3D printing can be used to produce both microneedles and molds. However, microneedle formation still has many limitations due to the limited variety of materials that can be used in this technology [101].
Among the additive manufacturing methods, the SLA technique was used to produce microneedles based on biodegradable polymers, resulting in MNs with high quality and strength. This study showed that it is possible to prepare microneedles from biodegradable polymers using the SLA technique and opened up new possibilities for the design and production of modern MNs [102].

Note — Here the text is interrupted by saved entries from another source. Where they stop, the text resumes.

PR #2577, opened 2023-05-08
Do panic in integration tests if connection can't be established

rumyantseva:
# Description

In `integration/setup/listener.go` in the `tb.Cleanup` call we wait for a message from `done` channel. If the connection with the client wasn't established, this message will be never received, as listener is still runing. As a result, the tests are hanging until timeout. This PR fixes this problem by panicking if the connection can't be established.

For example, this problem occurred in this https://github.com/FerretDB/FerretDB/pull/2540 PR, and it was hard to catch the problem with failing integration tests.

## Readiness checklist


integration/setup/client.go
```diff
@@ -106,12 +106,14 @@ func setupClient(tb testing.TB, ctx context.Context, uri string) *mongo.Client {
 	defer trace.StartRegion(ctx, "setupClient").End()
 
 	client, err := makeClient(ctx, uri)
-	require.NoError(tb, err, "URI: %s", uri)
+	if err != nil {
+		return nil, err
+	}
```
AlekSi, line 111: I don't think we should assert on some errors and return others. The simplest solution might be panic

rumyantseva: Ok, if panic is enough, let's panic.

AlekSi: Actually, there is a simpler fix

w84thesun (approved):
Nice catch!

AlekSi (approved):

noisersup (approved):
Nice one!

PR #2578, opened 2023-05-08
Fix exponential backoff minimum duration

### LINKED ISSUE #1720: Use exponential backoff with jitter
### What should be done?

We should use exponential backoff with jitter in places where we wait for something.

See https://aws.amazon.com/ru/blogs/architecture/exponential-backoff-and-jitter/

### Where?

Places that use `ctxutil.Sleep`, `time.Sleep`, `context.WithTimeout`, etc.

### Definition of Done

- no new external dependency;
- unit test for math added;
- spot refactorings done.

noisersup:
# Description

Closes #1720.

## Readiness checklist


internal/util/ctxutil/ctxutil.go
```diff
@@ -74,7 +74,9 @@ func DurationWithJitter(cap time.Duration, retry int64) time.Duration {
 
 	maxMilliseconds := float64(base.Milliseconds()) * math.Pow(2, float64(retry))
 	capMilliseconds := float64(cap.Milliseconds())
-	lowestValue := int64(math.Min(capMilliseconds, maxMilliseconds))
 
-	return time.Duration(rand.Int63n(lowestValue)) * time.Millisecond
+	lowestValue := int64(math.Min(capMilliseconds, maxMilliseconds)) - 100
+
+	// Math/rand is good enough because we don't need the randomness to be cryptographically secure.
+	return time.Duration(rand.Int63n(lowestValue)+100) * time.Millisecond
```
AlekSi, line 81: I think that would panic with `cap = 50 * time.Millisecond`, for example. Please add a test

noisersup: Should we add a comment that provided cap cannot be smaller than `100ms`, or should we for example decrease min to 0ms if the cap is smaller than 100ms?

noisersup: Also, do we even need minimum jitter?

internal/util/ctxutil/ctxutil.go
```diff
@@ -61,10 +61,10 @@ func SleepWithJitter(ctx context.Context, d time.Duration, attempts int64) {
 	<-sleepCtx.Done()
 }
 
-// DurationWithJitter returns an exponential backoff duration based on retry with random jitter.
-// The maximum sleep is the cap. The minimum duration is at least 100 milliseconds.
+// DurationWithJitter returns an exponential backoff duration based on retry with random "full jitter".
+// https://aws.amazon.com/blogs/architecture/exponential-backoff-and-jitter/
 //
-// Math/rand is good enough because we don't need the randomness to be cryptographically secure.
+// The maximum sleep is the cap. The minimum duration is at least 100 milliseconds.
```
rumyantseva, line 67: I think 100 milliseconds as the minimum duration is too much. I'd do something like 3-5 milliseconds, and then if it didn't help, we increase it within the next retry.

internal/util/ctxutil/ctxutil.go
noisersup: For now I've updated description of function to mention expected parameters, added custom panic message similarly to the one that we already have for negative `retry`, and added test case that validates if it actually panics.

internal/util/ctxutil/ctxutil.go
noisersup: Done

internal/util/ctxutil/ctxutil.go
```diff
@@ -61,20 +62,28 @@ func SleepWithJitter(ctx context.Context, d time.Duration, attempts int64) {
...
-// The maximum sleep is the cap. The minimum duration is at least 100 milliseconds.
+// DurationWithJitter returns an exponential backoff duration based on retry with random "full jitter".
+// https://aws.amazon.com/blogs/architecture/exponential-backoff-and-jitter/
 //
-// Math/rand is good enough because we don't need the randomness to be cryptographically secure.
+// The maximum sleep is the cap. The minimum sleep is at least 3 milliseconds.
+// Provided cap must be larger than minimum sleep, and retry number must be a positive number.
 func DurationWithJitter(cap time.Duration, retry int64) time.Duration {
 	const base = time.Millisecond * 100
+	const minMilliseconds = 3
```
chilagrow, line 72: It's a bit weird to see `base` as Duration and `minMilliseconds` as int. Could we use same unit here? :hugs:

chilagrow (commented):
Just tiny comment :hugs: nice work!

internal/util/ctxutil/ctxutil.go
```diff
@@ -61,20 +62,28 @@ func SleepWithJitter(ctx context.Context, d time.Duration, attempts int64) {
...
+	if cap.Milliseconds() <= minMilliseconds {
+		panic(fmt.Sprintf("cap must be larger than min sleep (%dms)", minMilliseconds))
+	}
+
 	maxMilliseconds := float64(base.Milliseconds()) * math.Pow(2, float64(retry))
 	capMilliseconds := float64(cap.Milliseconds())
-	lowestValue := int64(math.Min(capMilliseconds, maxMilliseconds))
 
-	return time.Duration(rand.Int63n(lowestValue)) * time.Millisecond
+	lowestValue := int64(math.Min(capMilliseconds, maxMilliseconds)) - minMilliseconds
```
rumyantseva, line 85: I think I am a bit lost with calculation :)

As far as I understand, we use this one:
```
temp = min(cap, base * 2**attempt)
sleep = temp/2 + random_between(0, temp/2)
```

so, in our case `temp = min(capMilliseconds, maxMilliseconds)`
then what is the rest of the calculation about?

noisersup: The calculation you mentioned is the Equal Jitter

We use Full Jitter approach:
```
sleep = random_between(0, min(cap, base * 2 ** attempt))
```

internal/util/ctxutil/ctxutil.go
noisersup: done

chilagrow (dismissed):

noisersup:
## TODO
- [ ] rename variables
- [ ] generate graph from the duration test results

noisersup:
image

Didn't know how exactly should I model the data so I've callected all returned backoff durations and counted how often they were returned. The timeouts are distributed pretty equally to me.

internal/util/ctxutil/ctxutil.go
```diff
@@ -61,20 +62,32 @@ func SleepWithJitter(ctx context.Context, d time.Duration, attempts int64) {
...
+// https://aws.amazon.com/blogs/architecture/exponential-backoff-and-jitter/
 //
-// Math/rand is good enough because we don't need the randomness to be cryptographically secure.
-func DurationWithJitter(cap time.Duration, retry int64) time.Duration {
-	const base = time.Millisecond * 100
+// The maximum sleep is the cap. The minimum sleep is at least 3 milliseconds.
+// Provided cap must be larger than minimum sleep, and attempt number must be a positive number.
+func DurationWithJitter(cap time.Duration, attempt int64) time.Duration {
+	const base = 100      // ms
+	const minDuration = 3 // ms
```
noisersup, line 72: Simplified both values to integers, as doing calculations on durations creates pretty difficult code to read

internal/util/ctxutil/ctxutil.go
```diff
@@ -61,20 +62,32 @@ func SleepWithJitter(ctx context.Context, d time.Duration, attempts int64) {
...
-	lowestValue := int64(math.Min(capMilliseconds, maxMilliseconds))
+	// calculate base backoff based on base duration and amount of attempts
+	backoff := float64(base * math.Pow(2, float64(attempt)))
+	// cap is a max limit of possible durations returned
+	maxDuration := int64(math.Min(float64(capDuration), backoff))
+
+	sleep := rand.Int63n(maxDuration-minDuration) + minDuration
 
-	return time.Duration(rand.Int63n(lowestValue)) * time.Millisecond
+	// Math/rand is good enough because we don't need the randomness to be cryptographically secure.
```
w84thesun, line 91: Should we move that comment one line above?

w84thesun (commented):
Overall looks good, added a small comment.

internal/util/ctxutil/ctxutil.go
chilagrow: What is the reason for `capDuration` instead of `cap`? all `base`, `minDuration`, `capDuration` `maxDuration` are same unit, so it's a bit odd to have different naming.

This is honestly just super minor.

chilagrow (approved):

internal/util/ctxutil/ctxutil.go
noisersup: I wanted to store cap in milliseconds in variable, as it's used multiple times in code and calling `cap.Milliseconds()` inside `math.Min` just makes i more difficult to read, we have also `maxDuration` and `minDuration`, what could we do instead?

internal/util/ctxutil/ctxutil.go
noisersup: You're right, fixed

chilagrow (dismissed):

internal/util/ctxutil/ctxutil.go
chilagrow: yeah that's fine :hugs:

w84thesun (approved):
:shipit:

AlekSi:
> Didn't know how exactly should I model the data

Well, we want the graph of exponential backoff to looks like an exponent. Like in the original article. I'm not sure how to read the current graph.

noisersup:
> Well, we want the graph of exponential backoff to looks like an exponent. Like in the original article. I'm not sure how to read the > current graph.

Are you talking about dot graph or the linear graph from the article?

noisersup:
The exponent graph on their article shows impact of amount of competing clients on the amount of calls, which requires implementation of clients that will reconnect and make their connection successful or not.

rumyantseva (approved):
I'm still curious to see the distribution, but the approach looks good to me.

In principle, we can call a few loops that call `DurationWithJitter` in parallel (with retry being increased in each loop) and save results. That will give some distribution similar to the idea of parallel connections.

rumyantseva (approved):

noisersup:
image

@AlekSi New chart based on the results of new test. It shows total amount of calls for simulation with n clients.

AlekSi:
On a call with Elena, I just released that I misread graphs in the original article, and that was the source of confusion. I will send a PR explaining what I meant.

On the other hand, a study by Galarraga’s research group presented the possibility of preparing a hydrolysable hyaluronic acid-based hydrogel that can be used as a resin in the DLP technique [103]. In this study, norbornene-modified HA (NorHACA), which is susceptible to thiol-ene crosslinking, was used for the synthesis. Post-reaction extraction with carbic anhydride was used to form hydrolytically unstable networks. NorHACA has been synthesized with variable degrees of modification, ranging from 15% to 100%. The degree of modification has been adjusted by the ratio of the reactive carbic anhydride to the amount of HA. This material was then reacted under visible light in the presence of a crosslinking agent (dithiol) and a photoinitiator, resulting in a hydrogel obtained within seconds. Thus, synthesized materials have been implemented as resins in DLP bioprinting to produce, among others, hydrolytically degradable scaffolds [103].
5. Future Directions
The preparation and application of microneedles is still a topic that offers many possibilities. Similarly, hyaluronic acid-based carriers can be involved in many functions. As evidenced by the recent increase in the number of publications on this topic, scientific groups around the world are constantly working on new technologies for obtaining microneedles with high quality, good mechanical properties, and the expected release profile of the active substance [104].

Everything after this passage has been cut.